→ **Provided material**:
▬▬▬▬▬▬▬▬▬▬

PR #169, opened 2015-05-28
8.0 bank-payment flow improvements

pedrobaeza:
Include following improvements for giving possibilities importing payment lines:
- Add partners and accounts filters in import lines wizard.
- Rename button "Invoices" to "Journal Items" in payment order to be more coherent with its function.
- Allow to import invoices/journal items separately. Importing journal items, you can still include invoices also to allow to import everything.

@sbidoul, @alexis-via, please check.

PR #186, opened 2015-06-26
[IMP] account_banking_payment_transfer: Use payment line date as the maturity date for the new move

pedrobaeza:
In a chain of payment orders with transfer accounts, new maturity date should be the previous "payment" date.

### DIFF
--- a/account_banking_payment_transfer/model/account_payment.py
+++ b/account_banking_payment_transfer/model/account_payment.py
@@ -154,10 +154,12 @@ class PaymentOrder(models.Model):
             partner_id = payment_lines[0].partner_id.id
             name = _('%s line %s') % (
                 labels[self.payment_order_type], payment_lines[0].name)
+            date_maturity = payment_lines[0].date
         else:
             partner_id = False
             name = '%s %s' % (
                 labels[self.payment_order_type], self.reference)
+            date_maturity = False
         vals = {
             'name': name,
             'move_id': move.id,
@@ -167,7 +169,8 @@ class PaymentOrder(models.Model):
                        amount or 0.0),
             'debit': (self.payment_order_type == 'debit' and
                       amount or 0.0),
-            }
+            'date_maturity': date_maturity,
+        }
         return vals
 
     @api.model
--- a/account_banking_payment_transfer/model/account_payment.py
+++ b/account_banking_payment_transfer/model/account_payment.py
@@ -154,12 +154,11 @@ class PaymentOrder(models.Model):
             partner_id = payment_lines[0].partner_id.id
             name = _('%s line %s') % (
                 labels[self.payment_order_type], payment_lines[0].name)
-            date_maturity = payment_lines[0].date
         else:
             partner_id = False
             name = '%s %s' % (
                 labels[self.payment_order_type], self.reference)
-            date_maturity = False
+        date_maturity = payment_lines[0].date
         vals = {
             'name': name,
             'move_id': move.id,


pedrobaeza:
@sbidoul @alexis-via Again I ask you to check this ASAP, because I'm trying to refine these modules so spanish localization can use it for its financial management

sbidoul:
@pedrobaeza can you explain the use case?

alexis-via:
I'm a bit surprised to use date_maturity in an account move line for payment (usually used in the account move line of an invoice)... but why not. It is true that we are lacking in the account move line generated by the payment order the date requested for the execution of the payment.
:+1:

pedrobaeza:
What a busy day I'm having...

Let me explain the use case: in Spain it's very common what it is called a financial management called "gestión de efectos", what can be translated literally as "effects management", but I think this translation doesn't make sense.

This management sets a full cycle of the receivable and payable by steps. For example:
- You issue an invoice, and you have the debt in the customer account (in Spain, 430000), and the maturity date is the date when the customer has promised to pay.
- The payment mode is set with a "pagaré" (something similar to a check). In this case, you move the debt to another account "431000 Efectos comerciales en cartera", and you set the date maturity for this new move to the date the customer finally has said to you that it's going to be able to pay (spanish people pay very bad, hehe).
- Then you can go with the check to the bank, and move the debt to the account "431200 Efectos comerciales en gestión de cobro", with the maturity date as the expected date the income will be done by the bank.
- Finally you check with your bank statement the income of the money, and cancel this last balance with the bank account.

As you can see, the management it's very tedious and long, and the maturity date is a key data to control if all goes on time. That's why I see this very convenient. I have to refine even more, because I'm seeing the payment date behaviour is not too much consistent for the moment, so I'll make another commit in short.

The process can even be worst, because the check amount you have put in the bank can be anticipated by the bank before the due date (charging you with commissions of course), and you need to make a double move with a debt in the bank and in the customer, that must be balanced automatically when the maturity date arrives. Uf, too much things...

But for the moment, this is the first step. I think you don't have this complicated management, and that's why the module are kept this way. Or do you?

As a side question? Why transit accounts are regular ones? In this flow, it's very convenient that all involved accounts are 'payable' or 'receivable', to still see the total to pay/receive in the customer/supplier independently of the financial state of the "effect".

account_banking_payment_transfer/model/account_payment.py
```diff
@@ -154,10 +154,12 @@ def _prepare_move_line_transfer_account(
             partner_id = payment_lines[0].partner_id.id
             name = _('%s line %s') % (
                 labels[self.payment_order_type], payment_lines[0].name)
+            date_maturity = payment_lines[0].date
         else:
             partner_id = False
             name = '%s %s' % (
                 labels[self.payment_order_type], self.reference)
+            date_maturity = False
```
sbidoul: I think you can use payment_lines[0].date in this part too, because lines will be grouped by execution date.

sbidoul:
Thanks for the detailed explanation, Pedro. I don't have met such a complex process indeed. I just made a small comment above, can you have a look?

Regarding your question about the type of the transfer account, it cannot be payable/receivable otherwise the open items in these account would be proposed for payment too and we don't want that.

pedrobaeza:
The issue you mention with payable/receivable account is before of https://github.com/OCA/bank-payment/pull/169. With this improvement, you can pre-filter accounts and select indepently invoices, so you have the full control of what you want to import.

Take also in care that you are generating wrong information with your approach: if you check the total to receive/to pay in a partner, the information will not be correct, because it doesn't include the amount in transit.

account_banking_payment_transfer/model/account_payment.py
pedrobaeza: Thanks for the tip. Updated!

sbidoul:
I still need to review #169 indeed. But IMO transit accounts are not payable/receivable, they are closer to bank/cash accounts. For instance you don't want to send payment reminders for open items in transit accounts.

Anyway :+1: for this PR, thanks!

pedrobaeza:
Well, in our case (and probably yours), it's not crazy that a partner due statement/follow-up contains the amounts that are not yet received, although they're in transit, because this means that the payment is not yet completed. Next step we are going to work is to show in a pretty way these possible states.

pedrobaeza:
For now, I merge this and we can discuss the rest later.

PR #188, opened 2015-06-26
[FIX] don't expect columns to be in the right order

hbrunn:
and give default value for newly added required column


pedrobaeza:
Runbot warnings unrelated and very needed fix to not breaking migrations, so I fast track.

PR #190, opened 2015-06-30
[IMP][account_banking_payment_transfer] Consider invoice reference on move line

adrienpeiffer:
Consider invoice reference for the move line on transfer account if there is only one payment line


pedrobaeza:
I would prefer to have both references in the move name. For example: `payment_line_name (Invoice ref)`

adrienpeiffer:
@pedrobaeza Thanks ! It's done

pedrobaeza:
Thanks :+1:

hbrunn:
:+1:

PR #193, opened 2015-07-02
ADD description on payment mode and show it on invoice report

angelmoya:

PR #194, opened 2015-07-06
[ADD] module 'account_invoice_report_payment_mode'.

JordiBForgeFlow:
This module adds several fields to the invoice form, below the Fiscal Position:
- The Payment Mode,
- The Account Number associated to the selected Payment Mode. 

Hello, I'm not sure if this module would be valuable to the community, because many people choose to design their own invoice forms. I can see it's value when someone wants to re-use the existing invoice, with minimal changes. Or as a how-to reference, when someone wants to develop a full custom invoice form.


pedrobaeza:
This is exactly the same that https://github.com/OCA/bank-payment/pull/193 does.

JordiBForgeFlow:
Thanks @pedrobaeza. I'm then closing this PR.

PR #195, opened 2015-07-08
[FIX] account_banking_sepa_direct_debit: Fix error in payment order …

sergio-teruel:
…validation when there is more than one line with the same mandate.


pedrobaeza:
:+1: I merge due to the criticity of this patch.

PR #2439, opened 2023-10-22
Fix(clickhouse): treat CURRENT_DATE as a function

### LINKED ISSUE #2438: Clickhouse `CURRENT_DATE` is not rendered as a function
```py
import sqlglot

print('version:', sqlglot.__version__)

print(sqlglot.transpile('select current_date', read='postgres', write='clickhouse'))
```

Outputs:

```
version: 18.16.1
['SELECT CURRENT_DATE']
```

This is invalid in Clickhouse, see [the docs](https://clickhouse.com/docs/en/sql-reference/functions/date-time-functions#today), `CURRENT_DATE` (alias of `today` and `curdate`) is a function, thus the output in this case should be `SELECT current_date()`.

Case doesn't seem to matter in this this case, although the docs show lowercase.

GeorgeSittas:
Fixes #2438

### DIFF
--- a/sqlglot/dialects/clickhouse.py
+++ b/sqlglot/dialects/clickhouse.py
@@ -375,6 +375,7 @@ class ClickHouse(Dialect):
             exp.ApproxDistinct: rename_func("uniq"),
             exp.Array: inline_array_sql,
             exp.CastToStrType: rename_func("CAST"),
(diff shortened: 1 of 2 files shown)


samuelcolvin (approved):
LGTM.

PR #2441, opened 2023-10-23
Feat(optimizer): infer bracket type

GeorgeSittas:


tobymao (approved):

sqlglot/optimizer/annotate_types.py
```diff
@@ -525,3 +526,20 @@ def _annotate_dateadd(self, expression: exp.IntervalOp) -> exp.IntervalOp:
...
         return expression
+
+    def _annotate_bracket(self, expression: exp.Bracket) -> exp.Bracket:
+        self._annotate_args(expression)
+
+        bracket_arg = expression.expressions[0]
+
+        if isinstance(bracket_arg, exp.Slice):
+            self._set_type(expression, expression.this.type)
+        elif expression.this.type.is_type(exp.DataType.Type.ARRAY):
```
tobymao, line 537: one more test case is the map type, map[1] or map[x] or map['s'] etc

GeorgeSittas: looking into this now

GeorgeSittas: Ok added support for inference on map brackets as well

tobymao (approved):

PR #2443, opened 2023-10-23
Fix(redshift): don't rewrite JSON_PARSE to PARSE_JSON

### LINKED ISSUE #2442: Erroneous handling of redshift's JSON_PARSE
**sqlglot version: 18.16.1**

```python
import sqlglot
sql = "SELECT JSON_PARSE('[10001,10002,\"abc\"]');"
parsed = sqlglot.parse_one(sql,dialect="redshift")
parsed.sql(dialect="redshift")
#'SELECT PARSE_JSON(\'[10001,10002,"abc"]\')'
```
The generated sql triggers an error when executed in redshift

>Failed to execute query: ERROR: function parse_json("unknown") does not exist
  Hint: No function matches the given name and argument types. You may need to add explicit type casts.

**Official Documentation**
https://docs.aws.amazon.com/redshift/latest/dg/JSON_PARSE.html

purcell:
Fixes #2442, following the example of how the Trino dialect overrides the naming for this function.

### DIFF
--- a/sqlglot/dialects/redshift.py
+++ b/sqlglot/dialects/redshift.py
@@ -175,6 +175,7 @@ class Redshift(Postgres):
             exp.GeneratedAsIdentityColumnConstraint: generatedasidentitycolumnconstraint_sql,
             exp.JSONExtract: _json_sql,
             exp.JSONExtractScalar: _json_sql,
+            exp.ParseJSON: rename_func("JSON_PARSE"),
             exp.SafeConcat: concat_to_dpipe_sql,
             exp.Select: transforms.preprocess(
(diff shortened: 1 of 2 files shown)


GeorgeSittas (approved):
Thanks for the fix!

purcell:
And thanks for the fast merge 🙏

purcell:
Just so I know for my own planning purposes, do you think there might be a release this week which includes this fix?

GeorgeSittas:
I just release v18.17.0, should be live in a couple of minutes

purcell:
Amazing, thank you! 🙏

Issue #2426, opened 2023-10-19
Trino to spark-sql date_diff gives syntax issue.


as-sher:
When transpiling date_diff in trino to spark-sql

Trino
SELECT date_diff('month', TIMESTAMP '2020-02-29 00:00:00', TIMESTAMP '2020-03-02 00:00:00');

Spark-sql 
SELECT DATEDIFF(month, CAST('2020-02-29 00:00:00' AS TIMESTAMP), CAST('2020-03-02 00:00:00' AS TIMESTAMP))

But spark does not support 3 params in datediff 
https://spark.apache.org/docs/3.1.1/api/python/reference/api/pyspark.sql.functions.datediff.html
Please can you help here?

GeorgeSittas:
It does work with 3 parameters, it's just not documented well:

```python
>>> import sqlglot
>>> sqlglot.transpile("SELECT date_diff('month', TIMESTAMP '2020-02-29 00:00:00', TIMESTAMP '2020-03-02 00:00:00');", "trino", "spark")
["SELECT DATEDIFF(month, CAST('2020-02-29 00:00:00' AS TIMESTAMP), CAST('2020-03-02 00:00:00' AS TIMESTAMP))"]
```

```
spark-sql (default)> SELECT DATEDIFF(month, CAST('2020-02-29 00:00:00' AS TIMESTAMP), CAST('2020-03-02 00:00:00' AS TIMESTAMP));
0
Time taken: 4.423 seconds, Fetched 1 row(s)
```

GeorgeSittas:
FWIW if you're using Spark v2 then there's an option to transpile towards that to avoid this issue if needed:

```python
>>> import sqlglot
>>> sqlglot.transpile("SELECT date_diff('month', TIMESTAMP '2020-02-29 00:00:00', TIMESTAMP '2020-03-02 00:00:00');", "trino", "spark2")
["SELECT MONTHS_BETWEEN(CAST('2020-03-02 00:00:00' AS TIMESTAMP), CAST('2020-02-29 00:00:00' AS TIMESTAMP))"]
```

as-sher:
Thanks a ton

as-sher:
@GeorgeSittas  the query
`["SELECT MONTHS_BETWEEN(CAST('2020-03-02 00:00:00' AS TIMESTAMP), CAST('2020-02-29 00:00:00' AS TIMESTAMP))"]`
Gives a decimal number which is not same as redshift.

[...]

PR #2445, opened 2023-10-23
Fix!(hive): cast months_between to int when generated from datediff

GeorgeSittas:
Resolves https://github.com/tobymao/sqlglot/issues/2426#issuecomment-1774417332

### DIFF
--- a/tests/dialects/test_tsql.py
+++ b/tests/dialects/test_tsql.py
@@ -1058,18 +1058,18 @@ WHERE
             },
         )
         self.validate_all(
-            "SELECT DATEDIFF(year, '2020/01/01', '2021/01/01')",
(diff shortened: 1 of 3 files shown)


tests/dialects/test_tsql.py
```diff
@@ -1058,18 +1058,18 @@ def test_date_diff(self):
             },
         )
         self.validate_all(
-            "SELECT DATEDIFF(year, '2020/01/01', '2021/01/01')",
+            "SELECT DATEDIFF(year, '2020-01-01', '2021-01-01')",
```
GeorgeSittas, line 1061: I changed this test because Spark doesn't recognize the `yy/mm/dd` format and so it returns `NULL`, which means the transpilation is not correct.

▬▬▬▬▬▬▬▬▬▬

→ **About this exercise**: Lines from the start of the material through the line containing "- Rename button" are wanted. Write them out exactly.

→ **Output for this task**:
PR #169, opened 2015-05-28
8.0 bank-payment flow improvements

pedrobaeza:
Include following improvements for giving possibilities importing payment lines:
- Add partners and accounts filters in import lines wizard.
- Rename button "Invoices" to "Journal Items" in payment order to be more coherent with its function.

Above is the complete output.